Dataset entries:
+++++

PR #15157, opened 2023-07-07
DagsterInstance.get_latest_materialization_code_versions

sryza:
## Summary & Motivation

Adds a `DagsterInstance` method that finds the code version assigned to the latest materialization of each of a set of assets.

This will enable users to e.g. write sensors that only request runs for assets whose definition code versions have changed since their latest materialization.

### DIFF
--- a/python_modules/dagster/dagster/_core/instance/__init__.py
+++ b/python_modules/dagster/dagster/_core/instance/__init__.py
@@ -18,6 +18,7 @@ from typing import (
     Callable,
     Dict,
     Generic,
+    Iterable,
     List,
     Mapping,
     Optional,
@@ -34,6 +35,7 @@ from typing_extensions import Protocol, Self, TypeAlias, TypeVar, runtime_checka
 
 import dagster._check as check
 from dagster._annotations import public
+from dagster._core.definitions.data_version import extract_data_provenance_from_entry
 from dagster._core.definitions.events import AssetKey
 from dagster._core.errors import (
     DagsterHomeNotSetError,
@@ -1751,7 +1753,7 @@ class DagsterInstance(DynamicPartitionsStore):
 
     @traced
     def get_latest_materialization_events(
-        self, asset_keys: Sequence[AssetKey]
+        self, asset_keys: Iterable[AssetKey]
     ) -> Mapping[AssetKey, Optional["EventLogEntry"]]:
         return self._event_storage.get_latest_materialization_events(asset_keys)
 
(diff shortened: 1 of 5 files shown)


python_modules/dagster/dagster/_core/instance/__init__.py
```diff
@@ -2645,3 +2647,31 @@ def get_latest_data_version_record(
...
+
+        Args:
+            asset_keys (Iterable[AssetKey]): The asset keys to find latest materialization code
+                versions for.
+
+        Returns:
+            Mapping[AssetKey, Optional[str]]: A dictionary with a key for each of the provided asset
+                keys. The values will be None if the asset has no materializations. If an asset does
+                not have a code version explicitly assigned to its definitions but was
+                materialization, Dagster assigns a randomly-generated string as its code version.
```
smackesey, line 2666: "was materialization" -> "was materialized'

smackesey: Dagster uses the run id as the code version if none is on the def, might as well say that

python_modules/dagster/dagster/_core/storage/event_log/sql_event_log.py
```diff
@@ -1202,9 +1202,9 @@ def get_asset_keys(
         return [asset_key for asset_key in asset_keys if asset_key]
 
     def get_latest_materialization_events(
-        self, asset_keys: Sequence[AssetKey]
+        self, asset_keys: Iterable[AssetKey]
```
smackesey, line 1205: Good idea to put in `Iterables` here

python_modules/dagster/dagster/_core/instance/__init__.py
```diff
@@ -2645,3 +2647,31 @@ def get_latest_data_version_record(
...
+        """
+        result: Dict[AssetKey, Optional[str]] = {}
+        latest_materialization_events = self.get_latest_materialization_events(asset_keys)
+        for asset_key in asset_keys:
+            event = latest_materialization_events.get(asset_key)
+            if event is None:
+                result[asset_key] = None
+            else:
+                result[asset_key] = (event.tags or {}).get(CODE_VERSION_TAG)
```
smackesey, line 2675: Rather than directly accessing the `CODE_VERSION_TAG`, I suggest using `get_data_provenance_from_entry(event).code_version`. More future-proof against changes to code version persistence.

python_modules/dagster/dagster/_core/instance/__init__.py
sryza: Got it - made these changes

python_modules/dagster/dagster/_core/instance/__init__.py
sryza: Got it - made this change

smackesey (approved):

+++++

PROBLEM TO SOLVE: Look through the entries above, find each line containing "changes", and copy it.

REPLY TO THE TASK:
smackesey, line 2675: Rather than directly accessing the `CODE_VERSION_TAG`, I suggest using `get_data_provenance_from_entry(event).code_version`. More future-proof against changes to code version persistence.
sryza: Got it - made these changes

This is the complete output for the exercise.